Please output exactly the lines that run from the line with "[cssom-view] Specify document.caretPositionFromPoint" through the final line of the data, inclusive, and nothing more.

- _GIVEN MATERIAL_:
━━━━━━━━━━━━━━━━━━━━━━━━━━━━━━

Issue #9932, opened 2024-02-09
[cssom-view] Specify document.caretPositionFromPoint in shadow DOM scenario


siliu1:
Current spec is vague about the behavior in shadow DOM: https://www.w3.org/TR/cssom-view-1/#dom-document-caretpositionfrompoint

━━━━━━━━━━━━━━━━━━━━━━━━━━━━━━

- _RESPONSE AREA_:
[cssom-view] Specify document.caretPositionFromPoint in shadow DOM scenario


siliu1:
Current spec is vague about the behavior in shadow DOM: https://www.w3.org/TR/cssom-view-1/#dom-document-caretpositionfrompoint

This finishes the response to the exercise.